Fuck that ideology. Fuck it.

I just can't hang with all the a hand up people. I can't. It makes my skin crawl. Maybe it's just me.

Date: 2006-10-09 12:28 am (UTC)
From: [identity profile] en-ki.livejournal.com
"Do positive thing X for women" vs. "do not do negative thing X to women": discuss.

("be a priority = not be an unpriority", "given all the proper notoriety" = "not be denied deserved props", etc.)

Date: 2006-10-09 03:26 am (UTC)
From: [identity profile] which-chick.livejournal.com
*sigh* Gender stuff is a known issue with the software and I try not to beat people over the head with it all *that* frequently. I also have a great deal of difficulty with the notion that equality can be given by the people in power instead of seized by the downtrodden.

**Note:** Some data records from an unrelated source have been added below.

PR #7770, opened 2026-06-04
Dependabot: Add one week cooldown

daviddavis:
More info about cooldowns and reasoning behind using them: https://blog.yossarian.net/2025/11/21/We-should-all-be-using-dependency-cooldowns


mdellweg:
Or here: https://opensourcesecurity.io/2025/2025-12-renovate-jamie/

mdellweg (approved):

PR #7771, opened 2026-06-04
Use a CS10-based CI image

dralley:


pyproject.toml
```diff
@@ -55,7 +55,7 @@ dependencies = [
   "protobuf>=4.21.1,<7.0",
   "pulp-glue>=0.30.0,<0.40",
   "pygtrie>=2.5,<=2.5.0",
-  "psycopg[binary]>=3.1.8,<3.4",  # SemVer, not explicitely stated, but mentioned on multiple changes.
+  "psycopg[binary]>=3.3.4,<3.4",  # SemVer, not explicitely stated, but mentioned on multiple changes.
```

Besides, the whole thing is written with an unspecified agent.

Respected and upheld by whom?
Given all the proper noteriety by whom?
Taken seriously by whom?

Date: 2006-10-09 02:19 pm (UTC)
From: [identity profile] en-ki.livejournal.com
Well, I gather the usual answer is everybody, but of course addressing a command to everybody is very similar to addressing it to nobody.

Date: 2006-10-09 01:24 pm (UTC)
From: [identity profile] cousin-sue.livejournal.com
Women are empowered. It's just that people don't perceive it that way. After all, we live in a society where it's more important for a man to be able to take us to war, than for a woman to keep us out.

Madeleine Albright is an intelligent, funny woman and a kajillion times the human that ... certain other leaders of our country are right now.

Who will be remembered though?

Date: 2006-10-10 12:59 pm (UTC)
From: [identity profile] fooliv.livejournal.com
I find it ironic that you follow up a canard about women keeping us out of war with a paean to Albright, who had her very own pet war in the Kosovo intervention. Furthermore, Condi Rice is presumably one of those "certain other leaders" you are implicitly denouncing. The history of female political leaders with real power is a history of aggressive war. Elizabeth of Russia, Elizabeth I of England, Golda Meir, Indira Gandhi, Margaret Thatcher - even Angela Merkel has been more hawkish than her predecessor, if only by default. But then, I'm a warmongering neocon. Especially in cases like Indira Gandhi's invasion and practical conquest (http://en.wikipedia.org/wiki/Indo-Pakistani_War_of_1971) of East Pakistan in 1971. War has its virtues, and the destruction of tyranny and the interruption of genocide are two cardinal exemplars thereof.

Jessica, I think what you're describing is the distinction between positive rights and negative rights. American political thought, taking its cue largely from the Scottish Enlightenment, usually casts political rights in negative terms - they exist, are intrinsic, and can only be infringed upon. European political thought takes its cue from the French Enlightenment, and usually conceives of political rights in positive terms - privileges granted by authority, and thus intrinsically revocable. One of the key problems with modern feminism is its increasing fascination with positive rights theory, with all of its mania for comprehensive, detailed lists of policies, goals and aspirations described en mass as "rights" to be enshrined.